Find every line in the data that contains the word "prisonerSearch". Return each of those lines.
(Provided data)
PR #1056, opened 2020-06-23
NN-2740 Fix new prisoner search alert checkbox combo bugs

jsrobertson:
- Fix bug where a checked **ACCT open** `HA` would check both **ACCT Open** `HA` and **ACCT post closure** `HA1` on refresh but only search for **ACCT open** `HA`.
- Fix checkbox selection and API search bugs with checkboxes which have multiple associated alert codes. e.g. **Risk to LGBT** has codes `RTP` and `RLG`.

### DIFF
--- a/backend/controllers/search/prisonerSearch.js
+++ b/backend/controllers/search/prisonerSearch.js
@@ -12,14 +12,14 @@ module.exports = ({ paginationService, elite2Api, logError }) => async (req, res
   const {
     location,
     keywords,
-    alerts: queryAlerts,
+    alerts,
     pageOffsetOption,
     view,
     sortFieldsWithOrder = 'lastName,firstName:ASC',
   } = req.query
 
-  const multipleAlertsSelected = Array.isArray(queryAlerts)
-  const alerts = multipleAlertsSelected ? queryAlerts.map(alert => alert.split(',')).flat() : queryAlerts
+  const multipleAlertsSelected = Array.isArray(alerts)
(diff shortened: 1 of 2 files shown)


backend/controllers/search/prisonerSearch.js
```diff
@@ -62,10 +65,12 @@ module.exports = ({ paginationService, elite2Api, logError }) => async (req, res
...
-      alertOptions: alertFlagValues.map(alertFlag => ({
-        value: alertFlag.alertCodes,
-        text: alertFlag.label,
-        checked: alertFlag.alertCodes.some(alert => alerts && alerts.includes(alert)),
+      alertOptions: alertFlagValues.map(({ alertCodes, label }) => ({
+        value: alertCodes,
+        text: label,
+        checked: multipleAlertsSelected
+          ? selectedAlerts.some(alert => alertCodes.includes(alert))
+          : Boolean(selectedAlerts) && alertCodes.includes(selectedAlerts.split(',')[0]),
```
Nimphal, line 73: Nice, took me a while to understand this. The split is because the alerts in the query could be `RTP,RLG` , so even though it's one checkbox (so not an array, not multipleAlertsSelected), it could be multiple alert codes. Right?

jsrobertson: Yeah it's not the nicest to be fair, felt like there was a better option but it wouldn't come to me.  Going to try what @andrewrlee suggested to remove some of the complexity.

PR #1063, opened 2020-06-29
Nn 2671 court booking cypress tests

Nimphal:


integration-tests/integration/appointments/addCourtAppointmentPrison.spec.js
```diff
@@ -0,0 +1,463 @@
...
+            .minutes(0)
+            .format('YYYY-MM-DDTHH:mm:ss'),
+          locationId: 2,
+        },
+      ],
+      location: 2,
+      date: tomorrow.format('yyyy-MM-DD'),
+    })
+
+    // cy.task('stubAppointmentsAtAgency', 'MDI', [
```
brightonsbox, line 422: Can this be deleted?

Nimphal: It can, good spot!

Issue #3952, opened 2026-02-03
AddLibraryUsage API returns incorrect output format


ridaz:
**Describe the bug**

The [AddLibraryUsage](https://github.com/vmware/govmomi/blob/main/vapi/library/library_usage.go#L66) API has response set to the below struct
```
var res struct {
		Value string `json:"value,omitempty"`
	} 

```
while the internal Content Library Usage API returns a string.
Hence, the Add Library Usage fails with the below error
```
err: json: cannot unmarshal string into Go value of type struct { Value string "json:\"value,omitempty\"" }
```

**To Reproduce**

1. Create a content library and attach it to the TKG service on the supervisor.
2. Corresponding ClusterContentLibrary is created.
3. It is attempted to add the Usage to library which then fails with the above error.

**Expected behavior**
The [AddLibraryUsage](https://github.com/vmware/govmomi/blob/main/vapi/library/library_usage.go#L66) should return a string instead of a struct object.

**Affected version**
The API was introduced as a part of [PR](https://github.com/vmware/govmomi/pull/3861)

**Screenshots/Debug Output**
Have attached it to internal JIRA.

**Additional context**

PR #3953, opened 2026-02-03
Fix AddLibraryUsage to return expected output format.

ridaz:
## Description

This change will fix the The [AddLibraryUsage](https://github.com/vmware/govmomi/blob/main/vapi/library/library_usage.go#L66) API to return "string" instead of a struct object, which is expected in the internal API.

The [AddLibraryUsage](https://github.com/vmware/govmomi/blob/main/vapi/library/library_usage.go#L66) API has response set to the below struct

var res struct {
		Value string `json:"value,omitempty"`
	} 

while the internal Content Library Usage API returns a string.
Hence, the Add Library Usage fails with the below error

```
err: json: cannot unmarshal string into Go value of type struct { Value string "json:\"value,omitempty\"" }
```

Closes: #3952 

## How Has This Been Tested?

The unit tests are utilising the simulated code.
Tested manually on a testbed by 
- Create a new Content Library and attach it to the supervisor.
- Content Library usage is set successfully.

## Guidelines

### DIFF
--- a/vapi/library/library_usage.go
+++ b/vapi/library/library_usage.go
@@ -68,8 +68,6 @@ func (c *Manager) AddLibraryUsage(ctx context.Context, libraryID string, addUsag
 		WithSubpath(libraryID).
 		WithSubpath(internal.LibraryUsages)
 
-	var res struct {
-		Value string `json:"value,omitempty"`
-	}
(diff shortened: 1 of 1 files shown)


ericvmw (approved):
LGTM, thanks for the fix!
(End Provided data)
Response:
--- a/backend/controllers/search/prisonerSearch.js
+++ b/backend/controllers/search/prisonerSearch.js
backend/controllers/search/prisonerSearch.js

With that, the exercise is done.